(Stored data)
Issue #646, opened 2026-08-08
The REST read door consults MCP-SESS-READS but charges nothing


tinnhlt-gra:
`Gate.AdmitRead` refuses a REST read once the window is spent, and nothing on that door ever charges a record back. A credential that reads only through `/v1` therefore never accrues toward the bound at all: the MCP→REST direction is closed (a window spent through `/mcp` refuses on `/v1`), the REST→anything direction is not.

This is the read half of the gap #623 already names. C2 closed the **mutating** half — `compose/agentgate.go` now charges `agents.Registry.ChargeAdmittedCall` before the handler and `ChargeEffect` after it, so writes, egress and calls bind on both doors — and deliberately did not extend that to reads, because a read's charge is **per record** and the REST handlers answer their own pages; there is no single point on that door where the record count is known.

**Fix shape.** The record count has to come from where records leave the surface, as it does on the MCP door (`newWireRecord` → `envelopeFacts.servedCount`). Either the REST handlers report what they served through a shared seam, or the response is counted at the edge — the second is cheaper and wrong in a way that matters (a page of 1 is not a page of 200 to a caller, but the counter would see bytes rather than records).

**The derivable form of the obligation:** a fitness test asserting that every counter the gate READS on a door has a charge point on that same door. That is what would have caught this and the mutating half together, rather than one at a time.

Issue #645, opened 2026-08-08
An approval's workspace_id is answered as the zero uuid on every read


tinnhlt-gra:
`GET /v1/approvals` and `POST /v1/approvals/{id}/approve` answer `"workspace_id":"00000000-0000-0000-0000-000000000000"` on every approval, while the stored rows carry the real one.

**Cause.** `modules/approvals/inbox.go`'s `columns` constant never selects `workspace_id`, so the scanned `row` has no such field and the contract's UUID serializes as its zero value.

**Why it matters beyond cosmetics.** The field is published in the contract, so a client that branches on it — or an operator reading an export — is reading a value that names no workspace. It is also the kind of wrong that a reader assumes is right, because a uuid-shaped zero looks like a real answer rather than an absent one.

**Provenance.** Found by a manual UAT of the C2 quota ladder (#PR pending) while reading approval rows back over HTTP. `inbox.go` is not in that branch's diff — this is pre-existing on `main` and unrelated to the session-removal work, so it is filed rather than folded in.

**Fix shape.** Either select the column and carry it on `row`, or stop publishing a field the read model cannot answer. A fitness test that every contract-declared field of `Approval` is populated by the read model would keep the next one honest.

PR #647, opened 2026-08-08
feat(agents): the session's implicit bound becomes four explicit counters, a client publishes its own identity, and the registry goes

tinnhlt-gra:
Implements **ADR-0092 / A141** §4 and §6, and carries **C-6** from the MCP roadmap.

The MCP session was silently acting as a volume boundary. ADR-0092 §6 removes the
registry so a call can land on any api replica — and makes the ordering normative
rather than advisory: the per-Passport counters must be live **before** the
registry goes, because removing a bound and adding its replacement in the wrong
order leaves the surface briefly unbounded in production.

Three changes, in that order.

## 1 — the bound becomes explicit

`platform/readmeter` becomes `platform/agentquota`: one meter, five counters
(`reads`/`writes`/`egress`/`calls`/`cost`), per Passport, per window.

**Which counter a call spends is derived, never listed** — `egress`-flagged →
`egress`, read-only → `reads` per **record**, otherwise → `writes`, and every
admitted call also spends one of `calls`. BYO-LIM-9 asks for exactly this ("the
row is defined by the egress flag, not by an enumerated list of names"), and the
ordering matters: every egress tool here also mutates, so asking "does it write?"
first would leave the 20-call send ceiling — the tightest one on the surface —
permanently unspent while the 200-call write quota absorbed every send.

**The gate reads and refuses; the surface charges.** A registry that could do
both could admit itself. One rule decides what a failed charge costs: *refuse
only while nothing has happened yet.*

**The §2.4 ladder's two halves are told apart by a type.** `reads`/`writes` are
step-ups: the call is refused **and** the question is put to the human who lent
the passport, whose approval widens that window by one more allowance. `egress`
and `calls` are hard stops that reach no inbox at all, because no approval lifts
them and a question nobody's yes can answer is worse than a plain refusal.
`cost` is soft — it refuses nothing and says so on the answer.

**The release is decidable by the lender and nobody else.** Not an admin, not
the workspace owner: an agent's ceiling is its granting human's authority, so
the only person who can widen what it may be handed is the person whose reading
it is doing. That is a `selfOnlyKinds` entry plus an empty `decisionGrants` set —
and the two are one decision, which is why the fitness test now derives the
empty-set exemption from the self-only clause rather than granting it by name.

`MCP-SESS-RATE` is not here and is not forgotten: `compose/mcpedge.go` already
bounds tool-call volume at 240/min per passport, before authentication costs
anything.

## 2 — CIMD, with DCR retained for the window

A `client_id` that is an HTTPS URL **with a path** resolves by fetching the
client's own metadata document. The fetch is the dangerous part — an
unauthenticated URL, dereferenced by this server — so every guard is named with
the attack it closes: `netguard` refuses a non-public address on the **resolved**
IP inside the socket's Control hook; redirects are **not followed** (a followed
hop is a second URL the caller chose, which the `client_id` equality check no
longer covers); 64 KiB; 5s; `application/json`; and the document's own
`client_id` must equal the URL **byte for byte** — no normalizer, because a
normalizer is a second reading of one value.

A validated document becomes an ordinary `oauth_client` row with
`created_via = 'cimd'`, because `oauth_grant`'s foreign key onto that table is
what makes a connection revocable. DCR keeps working and stays advertised
alongside `client_id_metadata_document_supported`.

The consent screen names the **host** the authorization goes back to, and says so
again when that host is on this machine — a metadata document can prove what a
client calls itself and cannot prove which program holds a loopback port.

## 3 — the registry goes

`agents/session.go` deleted. **Both eras** lose the session, not only the modern
one: the id was never authority (every call re-authenticates on its Bearer
passport), `Mcp-Session-Id` is optional in `2025-11-25`, and keeping it for one
era would keep the replica pinning ADR-0092 exists to remove — for the era with
the most clients. `DELETE /mcp` answers 405 in both framings with one sentence.

---

## What three review passes and two live UATs found

Six defects, none of which a green suite showed. Two reviewers found the same
one independently, and the live UAT reproduced it on the stack.

1. **`cmd/api` panicked at boot with no AI configured.** `resolveModelPath`
   answers nil for a supported deployment shape that every other consumer
   guards. `make dev` uses `--ai-fake`, so neither the gate nor a local UAT
   could see it.
2. **A target-less staging deduplicated nothing, and a human's "no" was never
   remembered.** `insertProposalInTx` writes NULL for a kind with no target;
   all three probes compared that column with `=` against the zero uuid, which
   never matches. An agent looping on a refusal staged one approval row *per
   call* — the UAT produced five identical rows — and a rejection was invisible
   to the next call. Fixed with `IS NOT DISTINCT FROM`, bound to the same NULL
   the insert writes.
3. **The step-up identity had to name the passport.** Without it two agents lent
   by two different humans ask a byte-identical question; the second joins the
   first's row, and whichever lender answers releases only the other's window.
4. **The call ceiling could burn a human's approval.** It charged inside
   `handle`, after `RedeemAndMark` had already committed its own transaction
   consuming the approval — so a Redis blip refused a call that never ran and
   could never be redeemed again. It charges before any redemption now.
5. **The REST door read the new counters and never paid them**, so a credential
   that never touched `/mcp` was unbounded on writes, egress and calls — while
   the comment claimed the opposite. It charges where the MCP door charges. The
   **read** half stays open for a real reason (the charge is per record and no
   single point on that door knows how many a handler served) and is now named
   in the source with #646 rather than implied away.
6. **A CIMD `http.Transport` per fetch** leaked a socket and two goroutines per
   request with no `IdleConnTimeout` to reap them; one client naming a fresh path
   each time exhausts the process.

Plus: the step-up quoted the *effective* limit as the delta an approval grants
(after one release it said "another 4000" where approving adds 2000); a refusal
promised a human had been asked on the door that stages nothing; the withholding
branch tested `ReadOnly()` where it reasoned about effects, which would have
withheld a read-scoped send that had already left; `asCount` accepted trailing
garbage against its own comment; the cost ceiling pro-rated against the default
window rather than the meter's; and a CIMD refusal told the *operator* nothing
at all (the caller learns nothing on purpose — this server must not be a network
prober reporting back to the prober — which left an operator with no signal).

## The defect only a live database could find

The staged step-up's window has to be a **string**. The approvals engine's
proposal identity is a map of string values matched against the stored payload by
jsonb containment, so a numeric window was refused at staging: every step-up
silently failed to stage, the refusal stood alone, and no human was ever asked.
No unit test against a stub could see it — the integration lane did, first call.

## Proof

- **`make check` + `craft static --strict` + the full integration lane** green
  (`OK: integration passed with 0 skips`, 1,965 tests).
- **The ladder, per rung, in the lane**: refused → staged against the passport
  that was refused → approved through the real HTTP surface → the same passport
  reads again; one release is one allowance; a hard stop reaches no inbox.
- **Manual UAT on a live stack**, transcripts in the comments: no
  `Mcp-Session-Id` in either era and `DELETE /mcp` = 405 × 3 versions; the
  step-up loop end to end; the egress hard stop staging nothing; and CIMD
  authorize → consent → token → `/mcp` against a genuinely public document, with
  each guard proved by the refusal it produces — including a listener showing
  **zero** outbound connections for a loopback URL.

## Not an aicert change

No tool registered or retired, no prompt or corpus text edited, so the catalog
the band sees is byte-identical and no record's pin moves. Verified against
`origin/main`, not assumed.

## Left filed rather than folded in

- **#645** — an approval's `workspace_id` answers as the zero uuid on every read
  (pre-existing on `main`; `inbox.go` is not in this diff).
- **#646** — the REST read door consults the bound and charges nothing.

---
## Summary by cubic
Replaced the session’s implicit bound with explicit per‑passport quotas (reads, writes, egress, calls, cost), added step‑up approvals, introduced Client ID Metadata Documents, and removed the session registry so requests can hit any replica and quotas apply consistently across REST and MCP. Charging now happens only when work actually runs.

- New Features
  - `internal/platform/agentquota`: five per‑passport counters — `reads`, `writes`, `egress`, `calls`, `cost`. Gate refuses via `auth.WithQuota`; both REST and MCP charge; `egress` outranks writes; every admitted call spends `calls`; `cost` is soft and only annotates responses. Model token spend flows from the AI router into `cost` (embed lane included).
  - Step‑up approvals: on `reads`/`writes` overflow, a `quota_release` is staged to the passport’s lender; approval widens that window. `egress` and `calls` are hard stops. Approvals include the passport in their identity and release the exact window.
  - MCP session registry removed and `Mcp-Session-Id` dropped in both eras; `DELETE /mcp` returns 405. All calls authenticate per request and can land on any API replica.
  - Client ID Metadata Documents: a `client_id` that is an HTTPS URL with a path is fetched under strict guards and persisted as `oauth_client` (`created_via = 'cimd'`). Discovery advertises `client_id_metadata_document_supported`. The consent screen shows the redirect host and warns on loopback.

- Bug Fixes
  - Quota charging correctness: writes charge only on 2xx; `calls` charge only when a handler runs (before the handler if nothing is committed, after redemption on approved retries); invalid/replayed approval tokens don’t spend; split updates charge the effect; REST and MCP both charge the same meter.
  - Stability and correctness: API boot works with no model runtime; negative Redis counters are treated as corruption; `RebindFrom` no longer carries a stale cost ceiling; strict numeric parsing and proper cost pro‑ration; window‑rolled releases judged in the right branch; clearer operator errors.
  - Step‑up robustness: correct dedup/decline with NULL targets (`IS NOT DISTINCT FROM`); include passport in identity; a call with no passport is not staged and the refusal stands; “nothing pending” copy; step‑ups cannot be edited.
  - CIMD robustness: reuse a bounded `http.Transport`; down migration deletes in dependency order and revokes CIMD connections; tests now exercise fetch guards correctly with a positive control.
  - Tool registration safety: registered specs now own their bytes; input schemas are copied on register to prevent later mutation affecting `tools/list` and validation.

<sup>Written for commit 125c638a2eccfc3226ab8e300b3edc5d4c3e4b36. Summary will update on new commits.</sup>

<a href="https://cubic.dev/pr/gradionhq/margince-poc-v1/pull/647?utm_source=github" target="_blank" rel="noopener noreferrer" data-no-image-dialog="true"><picture><source media="(prefers-color-scheme: dark)" srcset="https://www.cubic.dev/buttons/review-in-cubic-dark.svg"><source media="(prefers-color-scheme: light)" srcset="https://www.cubic.dev/buttons/review-in-cubic-light.svg">Review in cubic</picture></a>

## Summary by CodeRabbit

- **New Features**
  - Added per-passport quotas for agent calls, reads, writes, egress, and model usage.
  - Quota limits for eligible actions can request a one-time human-approved allowance.
  - Added support for validated HTTPS OAuth Client ID Metadata Documents.
  - OAuth consent screens now show redirect destinations and warn about loopback addresses.
- **Changes**
  - MCP connections no longer create or require session IDs; session deletion returns `405`.
  - Added clearer guidance when quota limits block an agent action.
- **Documentation**
  - Updated agent-tool and quota behavior documentation.


tinnhlt-gra:
## Manual UAT — CIMD, on a live stack

Run against `DEV_SLUG=c2 make dev` (api hit **directly** at `:18274`, never the Vite proxy — it coalesces duplicate headers and would make a header-shaped check lie). Tokens and codes redacted; every URL is throwaway fixture data.

### The happy path, against a genuinely public document

A CIMD document published on jsonblob.com (real HTTPS, real path, `application/json`). Worth recording: **a gist raw URL does not work** — `gist.githubusercontent.com` serves `text/plain`, which the media-type check refuses, and the caller cannot tell that apart from an unregistered client. The UAT script now says so.

```
GET /.well-known/oauth-authorization-server
  → client_id_metadata_document_supported = true
  → registration_endpoint = http://localhost:18274/oauth/register     # CIMD forward, DCR retained

GET /oauth/authorize?client_id=https%3A%2F%2Fjsonblob.com%2Fapi%2FjsonBlob%2F019fe217-…
  → 302 /#/oauth-consent?…   Set-Cookie: crm_oauth_consent=…; Path=/oauth/authorize; Max-Age=300
GET /v1/oauth/consent-request
  → {"client_name":"C2 UAT Client",…}          # the name shown to the human comes from the fetched document
POST /oauth/authorize  (nonce cookie + form nonce, Sec-Fetch-Site: same-origin)
  → 302 http://127.0.0.1:9876/callback?code=<REDACTED>&state=uat-c2
POST /oauth/token  client_id=<the document URL>
  → 200 {"access_token":"<REDACTED>","scope":"read","token_type":"Bearer"}
POST /mcp  tools/list  → 200, 18 tools — the read-scope surface only, matching the lent passport
POST /mcp  tools/call list_pipelines → 200, real data
```

```
client_id           | https://jsonblob.com/api/jsonBlob/019fe217-af67-7944-9bef-1af3bf6c03c9
client_name         | C2 UAT Client
redirect_uris       | {http://127.0.0.1:9876/callback}
created_via         | cimd
metadata_expires_at | 2026-08-08 16:04:12+00   (expiry_in_future = t)
```

The 5-minute TTL is the `cimdMinCache` floor, correct for that document's `Cache-Control: public, no-cache`. **Caching observed:** first authorize `duration_ms=750` (fetched), second `duration_ms=10` (not refetched).

### Each refusal, proving one guard

| case | result |
|---|---|
| document claims a **different** `client_id` | `400 invalid_client`, 1.34s — fetched, then rejected on the byte-for-byte equality. No row created |
| served via a **302 to another host** — built so a *following* server would have succeeded (the redirect target names the redirecting URL as its own `client_id`) | `400 invalid_client`, 0.53s. The second host was never dereferenced |
| `https://jsonblob.com` with **no path** | `400 invalid_client`, **0.0086s — no network at all**. Not CIMD → falls through to the table |
| `https://localtest.me/doc.json` (resolves to 127.0.0.1), `:9999`, and `https://169.254.169.254/…` | `400 invalid_client` in 4–70ms each |
| `redirect_uri` not in the document | `400 invalid_request` — "redirect_uri is not registered for this client", answered to the caller, never redirected |

**The loopback case has a positive control.** A listener on `127.0.0.1:9999`, verified to log real connections, recorded exactly one — the control's own curl:

```
listening on 127.0.0.1:9999
CONNECTION ACCEPTED from ('127.0.0.1', 49242)   ← the control. Nothing from the api, ever.
```

The refusal happens inside the dialer's Control hook, on the resolved IP, **before `connect(2)`**.

### Nothing leaks back to the prober

All five refusal shapes produce the identical body — `{"error":"invalid_client","error_description":"unknown client_id"}` — with no "connection refused", no "no such host", no "dial tcp", no status, no content-type, no hostname. Over the whole run:

```
grep -icE "connection refused|no such host|dial tcp|i/o timeout|jsonblob|localtest|169.254" .tmp/dev/c2/dev.log
0
```

The only distinguishable channel is latency, which is inherent to doing or not doing the fetch.

**One thing this run changed in the code:** it showed the *operator* had no signal either — every CIMD failure was one `status=400` line and nothing more. A refused document now logs its reason server-side (`WarnContext`, with the `client_id` and the error), which is the one place that reason may exist.

tinnhlt-gra:
## Manual UAT — the quota ladder and the session removal, on a live stack

Two runs. The first found a **FAIL** and a copy defect; both are fixed in this branch and the second run re-proved them against a rebuilt binary. Both transcripts matter, so both are here.

### Run 1 — what it caught

Against a binary built before the fixes. Sections 1 and 3 passed; **section 2.4 FAILED**:

```
                  id                  | status  |     dh     | obs  | lim
--------------------------------------+---------+------------+------+------
 019fe21a-4ebf-73a3-b3a3-cb58fed4dab7 | pending | a171242b7a | 2001 | 2000
 019fe21a-723c-7006-8806-77504e1013da | pending | a171242b7a | 2001 | 2000
 019fe21a-726d-7057-9857-3cec4d959f36 | pending | a171242b7a | 2001 | 2000
 019fe21a-728e-75cc-b5cc-b4553e732a76 | pending | a171242b7a | 2001 | 2000
 019fe21a-72b1-7158-a158-c7a5e9f93607 | pending | a171242b7a | 2001 | 2000
```

Five refused calls, five identical questions — the UAT script's own named "wrong if" (*a looping agent will bury its human*). It also caught the second question offering **"another 4000"** where approving adds 2000. Both are the defects the review passes had just found; this is the same bugs, seen from the wire.

### Run 2 — the fixed build, **12/12 PASS**

Provenance checked first: the api process started at `23:08:39`, after `approvals/staging.go` was last modified at `22:58:11`.

**Property 1 — one question per crossed window.** Six refused `search_records` calls, all quoting the same approval id:

```
 pending_rows_for_our_passport
-------------------------------
                             1
```

**And under concurrency** (added; not in the script, because sequential calls never exercise the identity advisory lock) — ten simultaneous crossings on a third passport:

```
for i in $(seq 700 709); do ( curl -sS -X POST "$API/mcp" … ) & done; wait
grep -oh 'approval [0-9a-f-]*' burst_*.out | sort | uniq -c
  10 approval 019fe229-f97a-775a-a75a-abce2d0dd504     ← one question
```

**Property 2 — a human's "no" is durable.** Rejected the step-up, then three more refused calls: **no new pending row**, and the agent gets a plain quota refusal rather than "a human has been asked". Final table for that passport: one `approved`, one `rejected`, nothing else.

**Property 3 — the sentence quotes what a yes buys.** The second question:

> This agent has been handed 4000 records against a limit of 4000 for this window (most recently through search_records). Approve to let it continue for **another 2000**.

`payload: {"observed":4000,"limit":4000,"allowance":2000,"bucket":"20673"}` — the effective limit where it means the ceiling, the configured allowance where it means the grant. The pre-fix row is still in the same table saying *"another 4000"*, which is the defect it replaces.

**The rest of the ladder.** Approve → the byte-identical call answers (3 records, counter `2000 → 2003`, `released=1` on a separate key so the observed count is untouched). Cross again → refused with a **new** id. Egress at 20/20 → refused with "no approval lifts it", approval count `8 → 8`.

**A control for that last one**, because "stages nothing" only means something if the tool stages something when it can — dropped egress to 19 and repeated the identical call: it staged (`8 → 9`, one `send_email`/pending row). The hard stop, not the tool, is what asks nobody.

### Session removal

```
POST /mcp initialize (2025-11-25)                → 200, grep -ci 'mcp-session-id' = 0
POST /mcp tools/list (2026-07-28, no handshake)  → 200, full catalog, grep -ci 'mcp-session-id' = 0
DELETE /mcp × {none, 2025-11-25, 2026-07-28}     → 405 405 405
    "This server establishes no session, so there is none to close."
DELETE /mcp with a fabricated Mcp-Session-Id     → 405, same body   (never 404)
```

### Old binary and new, in one table

| passport | status | count | written by |
|---|---|---:|---|
| `019fe217-24cd-…` | **pending** | **5** | pre-fix |
| `019fe224-15e0-…` | approved / rejected | 1 / 1 | fixed |
| `019fe229-be65-…` | pending | **1** | fixed — from **10 concurrent** crossings |

`grep -ciE 'level=ERROR' dev.log` → `0`, and zero "putting a step-up in front … failed" lines: every refusal above is the intended path, not the silent fallback.

**One thing this run changed in the code.** Reading the two message layers together as an agent would, a *declined* releasable counter was told both "no approval lifts it" (outer) and "it may continue once the person who connected it releases the window" (inner) — each true of its own layer, contradictory composed. Fixed in `fb730e67`: what is true of both is that nothing is pending, so that is what it says.

tinnhlt-gra:
@coderabbitai review

tinnhlt-gra:
@coderabbitai review

tinnhlt-gra:
## cubic review — disposition

Thirty findings across two rounds. **Eleven were real defects and are fixed**; the rest are answered below, including the four I disagree with and why.

### Fixed — the charging was wrong in three places, all in the same direction

I introduced these. A quota must count what an agent **did**, and each of these let a caller spend a bound on something that never happened:

| # | finding | what it cost |
|---|---|---|
| routes.go:43 | the REST-admission registry had **no charger at all** | both charge points were no-ops on that door; a credential that never touched `/mcp` was unbounded on writes/egress/calls |
| agentgate.go:78, agentgatestaging.go:90 | approved 🟡 retries bypassed charging | presenting an approval was the way to spend nothing |
| agentgate.go:222 | `update_record`'s field split returned past the charge | the most common REST mutation cost nothing |
| routes.go:60, agentsplit.go:62, agentgate.go:81 | a **rejected** mutation and a **staged** one both spent a write; an **invalid approval token** spent a call | a caller could exhaust its own ceiling on requests that executed nothing |

The effect is now charged on a **2xx**, read off what the handler actually wrote. The call is charged where it is known to **run**: before the handler when nothing has committed (refusable there), after redemption otherwise (**absorbed** there — refusing would burn the human's approval on a call that never happened). Those two cases are a named type rather than a bool, so a caller cannot pass the wrong one.

### Fixed — four small ones, each wrong in the direction that matters

- **meter.go:110** — `RebindFrom` kept a stale cost ceiling when the source had none, so a rebound meter judged cost against the composition it used to be in.
- **meter.go:364** — a negative Redis counter read as a count, putting an agent **under** a bound it had already passed. It is corruption; this meter only ever `INCRBY`s.
- **tracing.go:167** — the embed lane spends the workspace budget and was never charged to the agent's share, so a retrieval-heavy agent was the one shape the soft cost counter never saw.
- **oauth_cimd.go:318** — a near-`int`-ceiling `max-age` overflowed the `Duration` and came back negative, so the **longest** cache anyone asked for became the **shortest** offered.

### Fixed — three tests that could not fail

- **release_test.go:55** and **quotarelease_test.go:80** — both named a rolled-window release and never reached that branch: one because the nil-Redis guard sat above it (the window is an argument fact and is judged with the others now), one because the stub could only answer `applied=true`.
- **admitquota_test.go:251** — counted the counters consulted without checking **which**, so a regression that asked `Reads` twice and dropped the call ceiling would have passed.

### Fixed — copy and comments

**explain.go:52** — the step-up no longer quotes an approval id beside the words "do not send an approval_id"; it is the identifier a caller told that would reach for, and it opens nothing here. **explain.go:66** was already fixed before this round (a declined releasable counter no longer borrows the hard stop's words). **explain.go:62** — em dash out of user-facing copy (VOICE-RULE-5). **authority.go:60** — `quota_release` has a label in every shipped locale. The stale "read bound" comments on **server.go:231**, **serveroptions.go:218** and **counter.go:106** now describe all five counters, and the window is documented as **fixed**, which is what an operator needs to answer "when does this agent read again".

### Not taken, with reasons

- **staging.go:200** — `IS NOT DISTINCT FROM` does **not** match a NULL row against a non-null `$3`; it is equality that treats NULL=NULL as true. Target-scoped kinds are unaffected. (The change was needed for the opposite case: a target-**less** kind whose NULL never matched the zero uuid.)
- **meter.go:270** — `Read` and `Consume` are not atomic, so a concurrent burst can overshoot a hard ceiling. That is inherent to the split this design turns on: the gate reads and refuses, the surface charges, and a registry that could do both could admit itself. The spec's own model is that crossing a threshold refuses the **next** call.
- **quotarelease.go:88** — a transient meter failure leaving an approved step-up unreleased **self-heals**: only a *rejection* is remembered, so the agent's next call stages a fresh question and the lender approves again. The error is now framed like the sibling effect branch ("approved, but widening the window failed") so a human is not told to re-decide a committed row.
- **registration.go:93** — refusing a bare `{"type":"object"}` output schema would change what extension tools may register, which is ADR-0069's contract and not this PR's to move.

**registration.go:41** is taken — the registered spec now owns its own bytes, so a tool holding a reference to the RawMessage it registered cannot rewrite what `tools/list` advertises for every later request. And the ladder tests' clock exposure: they use the default window now, so a run crossing an hour boundary no longer resets the counter mid-test.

### [Activity]
Your task is to quote, without any alteration, the lines running from the top of the records to the line that holds "rather than records).", both included.

### [Output below]
Issue #646, opened 2026-08-08
The REST read door consults MCP-SESS-READS but charges nothing


tinnhlt-gra:
`Gate.AdmitRead` refuses a REST read once the window is spent, and nothing on that door ever charges a record back. A credential that reads only through `/v1` therefore never accrues toward the bound at all: the MCP→REST direction is closed (a window spent through `/mcp` refuses on `/v1`), the REST→anything direction is not.

This is the read half of the gap #623 already names. C2 closed the **mutating** half — `compose/agentgate.go` now charges `agents.Registry.ChargeAdmittedCall` before the handler and `ChargeEffect` after it, so writes, egress and calls bind on both doors — and deliberately did not extend that to reads, because a read's charge is **per record** and the REST handlers answer their own pages; there is no single point on that door where the record count is known.

**Fix shape.** The record count has to come from where records leave the surface, as it does on the MCP door (`newWireRecord` → `envelopeFacts.servedCount`). Either the REST handlers report what they served through a shared seam, or the response is counted at the edge — the second is cheaper and wrong in a way that matters (a page of 1 is not a page of 200 to a caller, but the counter would see bytes rather than records).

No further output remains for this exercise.